EXERCISE> In the records that follow, the lines from the one containing "are employees with" to the one containing "2. Web sites", inclusive, are to be given again exactly.

ENTRIES SHOWN>
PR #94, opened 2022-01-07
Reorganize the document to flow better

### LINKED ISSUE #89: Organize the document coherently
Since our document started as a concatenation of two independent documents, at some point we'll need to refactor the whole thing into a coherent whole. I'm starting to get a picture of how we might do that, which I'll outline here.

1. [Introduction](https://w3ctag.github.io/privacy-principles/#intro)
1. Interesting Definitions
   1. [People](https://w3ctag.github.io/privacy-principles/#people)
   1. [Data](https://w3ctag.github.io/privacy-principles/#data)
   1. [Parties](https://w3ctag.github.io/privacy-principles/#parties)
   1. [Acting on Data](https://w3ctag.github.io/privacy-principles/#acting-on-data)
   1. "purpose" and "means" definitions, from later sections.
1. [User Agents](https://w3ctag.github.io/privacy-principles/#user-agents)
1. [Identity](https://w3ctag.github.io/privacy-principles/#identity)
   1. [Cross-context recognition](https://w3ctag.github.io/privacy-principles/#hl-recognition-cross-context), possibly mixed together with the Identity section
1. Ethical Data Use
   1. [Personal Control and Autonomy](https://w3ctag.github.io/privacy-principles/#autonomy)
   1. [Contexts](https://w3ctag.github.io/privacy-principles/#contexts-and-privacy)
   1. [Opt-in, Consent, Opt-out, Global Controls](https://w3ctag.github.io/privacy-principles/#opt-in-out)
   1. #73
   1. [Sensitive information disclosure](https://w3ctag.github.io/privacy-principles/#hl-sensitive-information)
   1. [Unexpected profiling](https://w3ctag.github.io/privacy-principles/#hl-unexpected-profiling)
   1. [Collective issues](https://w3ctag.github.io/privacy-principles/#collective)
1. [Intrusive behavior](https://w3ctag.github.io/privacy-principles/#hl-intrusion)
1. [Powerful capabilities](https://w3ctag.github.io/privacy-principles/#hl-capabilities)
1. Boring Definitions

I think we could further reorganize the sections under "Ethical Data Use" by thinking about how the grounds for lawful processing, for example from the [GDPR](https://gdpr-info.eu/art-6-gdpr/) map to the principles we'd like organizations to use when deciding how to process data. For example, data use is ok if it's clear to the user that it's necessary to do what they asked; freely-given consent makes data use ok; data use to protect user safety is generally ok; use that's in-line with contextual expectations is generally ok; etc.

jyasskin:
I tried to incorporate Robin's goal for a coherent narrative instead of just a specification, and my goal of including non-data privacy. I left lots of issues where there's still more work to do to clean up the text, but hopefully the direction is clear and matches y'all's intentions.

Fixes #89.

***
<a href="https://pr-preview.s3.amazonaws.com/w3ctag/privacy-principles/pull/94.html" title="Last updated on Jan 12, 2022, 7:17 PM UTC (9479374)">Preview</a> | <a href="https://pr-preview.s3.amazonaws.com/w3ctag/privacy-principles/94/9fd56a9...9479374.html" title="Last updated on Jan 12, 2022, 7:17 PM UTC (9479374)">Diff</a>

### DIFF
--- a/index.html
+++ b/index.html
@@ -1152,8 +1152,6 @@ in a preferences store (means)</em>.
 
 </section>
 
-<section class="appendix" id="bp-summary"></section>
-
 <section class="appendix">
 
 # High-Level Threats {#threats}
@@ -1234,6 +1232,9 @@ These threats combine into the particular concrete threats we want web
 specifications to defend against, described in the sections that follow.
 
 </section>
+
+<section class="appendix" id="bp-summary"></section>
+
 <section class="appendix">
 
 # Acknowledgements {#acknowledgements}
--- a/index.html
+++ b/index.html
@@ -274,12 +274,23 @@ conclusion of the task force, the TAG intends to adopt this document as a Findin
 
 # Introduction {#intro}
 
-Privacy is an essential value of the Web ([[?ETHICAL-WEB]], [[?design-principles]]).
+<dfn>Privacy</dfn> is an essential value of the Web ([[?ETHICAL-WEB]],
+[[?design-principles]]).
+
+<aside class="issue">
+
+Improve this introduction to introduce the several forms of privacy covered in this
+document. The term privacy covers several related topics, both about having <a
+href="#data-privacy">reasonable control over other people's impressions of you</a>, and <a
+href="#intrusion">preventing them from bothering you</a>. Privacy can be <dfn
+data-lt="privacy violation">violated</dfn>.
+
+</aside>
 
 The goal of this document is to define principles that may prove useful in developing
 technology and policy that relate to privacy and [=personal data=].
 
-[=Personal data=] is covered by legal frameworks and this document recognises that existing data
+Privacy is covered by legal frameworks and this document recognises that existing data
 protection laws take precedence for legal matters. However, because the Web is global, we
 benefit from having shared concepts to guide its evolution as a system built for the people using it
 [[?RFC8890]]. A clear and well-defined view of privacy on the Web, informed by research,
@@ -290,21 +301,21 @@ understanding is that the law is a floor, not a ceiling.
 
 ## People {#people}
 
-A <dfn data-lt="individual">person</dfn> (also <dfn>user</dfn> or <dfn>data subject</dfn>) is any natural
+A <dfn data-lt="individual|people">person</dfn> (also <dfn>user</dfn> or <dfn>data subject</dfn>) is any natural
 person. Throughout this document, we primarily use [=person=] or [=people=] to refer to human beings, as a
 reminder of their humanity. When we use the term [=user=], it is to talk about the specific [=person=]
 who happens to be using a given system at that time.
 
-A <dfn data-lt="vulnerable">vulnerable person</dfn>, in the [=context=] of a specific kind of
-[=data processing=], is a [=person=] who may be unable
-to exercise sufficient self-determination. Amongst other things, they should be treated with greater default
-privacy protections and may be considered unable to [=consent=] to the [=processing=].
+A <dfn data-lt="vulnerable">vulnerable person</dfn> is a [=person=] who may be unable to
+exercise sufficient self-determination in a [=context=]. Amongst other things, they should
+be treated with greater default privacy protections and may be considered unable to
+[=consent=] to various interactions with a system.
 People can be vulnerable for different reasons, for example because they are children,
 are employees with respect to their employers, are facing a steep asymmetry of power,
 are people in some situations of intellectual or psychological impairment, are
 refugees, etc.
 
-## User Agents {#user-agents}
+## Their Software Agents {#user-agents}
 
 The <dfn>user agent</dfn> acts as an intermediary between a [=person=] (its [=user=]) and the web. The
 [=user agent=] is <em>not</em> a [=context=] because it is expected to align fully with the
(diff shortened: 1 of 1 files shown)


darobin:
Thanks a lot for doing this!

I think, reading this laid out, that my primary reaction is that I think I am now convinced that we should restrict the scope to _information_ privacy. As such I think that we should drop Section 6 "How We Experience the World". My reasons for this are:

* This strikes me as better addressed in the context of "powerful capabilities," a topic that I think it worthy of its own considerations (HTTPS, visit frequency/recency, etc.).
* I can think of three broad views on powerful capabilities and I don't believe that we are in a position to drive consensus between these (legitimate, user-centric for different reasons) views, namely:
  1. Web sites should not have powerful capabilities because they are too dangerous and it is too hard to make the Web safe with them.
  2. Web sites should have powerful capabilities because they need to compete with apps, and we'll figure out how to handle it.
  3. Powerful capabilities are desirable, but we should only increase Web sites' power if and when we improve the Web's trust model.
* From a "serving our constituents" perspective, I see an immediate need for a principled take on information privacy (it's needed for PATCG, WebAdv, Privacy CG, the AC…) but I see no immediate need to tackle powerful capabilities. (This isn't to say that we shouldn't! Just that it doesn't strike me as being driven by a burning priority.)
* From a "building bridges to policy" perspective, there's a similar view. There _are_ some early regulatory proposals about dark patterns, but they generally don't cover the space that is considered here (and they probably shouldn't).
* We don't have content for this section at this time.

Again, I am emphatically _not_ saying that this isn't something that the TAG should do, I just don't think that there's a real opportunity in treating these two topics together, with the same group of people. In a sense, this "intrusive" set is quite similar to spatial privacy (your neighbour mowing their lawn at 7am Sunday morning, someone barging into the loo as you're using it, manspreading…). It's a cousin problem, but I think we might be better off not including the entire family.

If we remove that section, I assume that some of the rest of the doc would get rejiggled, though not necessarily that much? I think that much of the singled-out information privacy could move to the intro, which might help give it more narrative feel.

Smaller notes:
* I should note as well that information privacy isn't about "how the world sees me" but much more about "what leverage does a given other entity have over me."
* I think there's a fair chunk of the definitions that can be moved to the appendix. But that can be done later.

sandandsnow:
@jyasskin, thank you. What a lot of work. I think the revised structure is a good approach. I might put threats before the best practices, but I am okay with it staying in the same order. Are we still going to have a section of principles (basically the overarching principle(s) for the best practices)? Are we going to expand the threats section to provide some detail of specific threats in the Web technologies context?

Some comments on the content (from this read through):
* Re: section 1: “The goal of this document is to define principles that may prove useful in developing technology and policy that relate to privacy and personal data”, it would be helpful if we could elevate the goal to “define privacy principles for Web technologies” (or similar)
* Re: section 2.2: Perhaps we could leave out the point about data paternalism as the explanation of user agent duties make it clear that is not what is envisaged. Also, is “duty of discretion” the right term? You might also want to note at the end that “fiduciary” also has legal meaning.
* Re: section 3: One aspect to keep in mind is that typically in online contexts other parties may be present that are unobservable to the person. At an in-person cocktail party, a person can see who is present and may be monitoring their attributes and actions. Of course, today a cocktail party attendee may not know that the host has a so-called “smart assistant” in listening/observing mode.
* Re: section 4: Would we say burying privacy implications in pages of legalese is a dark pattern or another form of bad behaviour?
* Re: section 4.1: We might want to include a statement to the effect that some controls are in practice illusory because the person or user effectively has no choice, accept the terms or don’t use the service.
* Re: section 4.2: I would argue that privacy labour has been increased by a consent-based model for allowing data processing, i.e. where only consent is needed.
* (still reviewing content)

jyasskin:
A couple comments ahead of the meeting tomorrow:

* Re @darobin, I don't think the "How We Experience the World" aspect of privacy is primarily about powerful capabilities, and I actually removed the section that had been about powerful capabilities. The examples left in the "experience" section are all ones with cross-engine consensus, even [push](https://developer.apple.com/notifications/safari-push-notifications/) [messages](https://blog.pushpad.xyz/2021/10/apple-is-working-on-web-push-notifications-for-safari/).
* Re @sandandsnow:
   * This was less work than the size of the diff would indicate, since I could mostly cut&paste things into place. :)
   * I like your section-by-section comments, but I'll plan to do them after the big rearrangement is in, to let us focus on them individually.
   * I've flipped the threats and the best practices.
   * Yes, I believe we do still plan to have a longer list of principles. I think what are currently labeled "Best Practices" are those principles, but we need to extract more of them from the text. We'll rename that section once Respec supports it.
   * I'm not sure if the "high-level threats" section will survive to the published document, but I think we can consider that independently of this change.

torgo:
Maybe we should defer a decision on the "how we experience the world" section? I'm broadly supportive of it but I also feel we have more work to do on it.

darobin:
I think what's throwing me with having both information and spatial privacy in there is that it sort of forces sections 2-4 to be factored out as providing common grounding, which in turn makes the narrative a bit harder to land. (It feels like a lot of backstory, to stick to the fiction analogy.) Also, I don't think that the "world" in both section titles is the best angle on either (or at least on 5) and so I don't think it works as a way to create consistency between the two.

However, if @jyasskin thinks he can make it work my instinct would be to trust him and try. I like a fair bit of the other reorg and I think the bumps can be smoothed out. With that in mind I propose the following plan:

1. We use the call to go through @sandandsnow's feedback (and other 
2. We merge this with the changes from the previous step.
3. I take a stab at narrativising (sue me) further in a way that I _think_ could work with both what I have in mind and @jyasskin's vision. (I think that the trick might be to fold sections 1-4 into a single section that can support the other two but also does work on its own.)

---

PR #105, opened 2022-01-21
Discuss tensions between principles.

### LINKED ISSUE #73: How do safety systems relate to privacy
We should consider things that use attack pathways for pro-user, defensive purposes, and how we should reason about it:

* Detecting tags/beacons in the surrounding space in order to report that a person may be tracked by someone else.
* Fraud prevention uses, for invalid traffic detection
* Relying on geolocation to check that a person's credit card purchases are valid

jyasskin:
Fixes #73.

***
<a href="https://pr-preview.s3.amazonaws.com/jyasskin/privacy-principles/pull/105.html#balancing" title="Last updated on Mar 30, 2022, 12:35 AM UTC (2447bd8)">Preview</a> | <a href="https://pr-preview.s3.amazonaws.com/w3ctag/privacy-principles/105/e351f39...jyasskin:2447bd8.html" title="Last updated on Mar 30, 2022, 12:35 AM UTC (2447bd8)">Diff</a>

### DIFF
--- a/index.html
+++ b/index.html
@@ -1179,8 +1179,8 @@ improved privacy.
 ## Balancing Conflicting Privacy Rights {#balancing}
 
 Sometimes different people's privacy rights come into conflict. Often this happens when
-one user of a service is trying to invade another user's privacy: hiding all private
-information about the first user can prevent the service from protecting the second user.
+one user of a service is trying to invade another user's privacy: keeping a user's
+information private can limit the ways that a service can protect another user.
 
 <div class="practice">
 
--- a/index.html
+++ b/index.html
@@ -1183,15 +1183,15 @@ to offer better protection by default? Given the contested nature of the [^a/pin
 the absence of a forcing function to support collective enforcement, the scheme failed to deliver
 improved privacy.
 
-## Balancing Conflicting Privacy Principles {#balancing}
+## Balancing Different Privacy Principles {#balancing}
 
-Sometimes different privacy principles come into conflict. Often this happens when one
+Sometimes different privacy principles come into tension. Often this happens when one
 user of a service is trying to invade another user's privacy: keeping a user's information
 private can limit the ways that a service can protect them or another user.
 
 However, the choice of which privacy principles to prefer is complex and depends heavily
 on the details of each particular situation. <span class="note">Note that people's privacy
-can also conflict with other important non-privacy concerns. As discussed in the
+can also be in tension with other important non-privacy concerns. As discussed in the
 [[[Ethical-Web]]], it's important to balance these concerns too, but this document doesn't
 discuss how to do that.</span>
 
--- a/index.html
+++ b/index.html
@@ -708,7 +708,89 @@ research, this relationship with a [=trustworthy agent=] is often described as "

WRITTEN ANSWER>
 are employees with respect to their employers, are facing a steep asymmetry of power,
 are people in some situations of intellectual or psychological impairment, are
 refugees, etc.
 
-## User Agents {#user-agents}
+## Their Software Agents {#user-agents}
 
 The <dfn>user agent</dfn> acts as an intermediary between a [=person=] (its [=user=]) and the web. The
 [=user agent=] is <em>not</em> a [=context=] because it is expected to align fully with the
(diff shortened: 1 of 1 files shown)


darobin:
Thanks a lot for doing this!

I think, reading this laid out, that my primary reaction is that I think I am now convinced that we should restrict the scope to _information_ privacy. As such I think that we should drop Section 6 "How We Experience the World". My reasons for this are:

* This strikes me as better addressed in the context of "powerful capabilities," a topic that I think it worthy of its own considerations (HTTPS, visit frequency/recency, etc.).
* I can think of three broad views on powerful capabilities and I don't believe that we are in a position to drive consensus between these (legitimate, user-centric for different reasons) views, namely:
  1. Web sites should not have powerful capabilities because they are too dangerous and it is too hard to make the Web safe with them.
  2. Web sites should have powerful capabilities because they need to compete with apps, and we'll figure out how to handle it.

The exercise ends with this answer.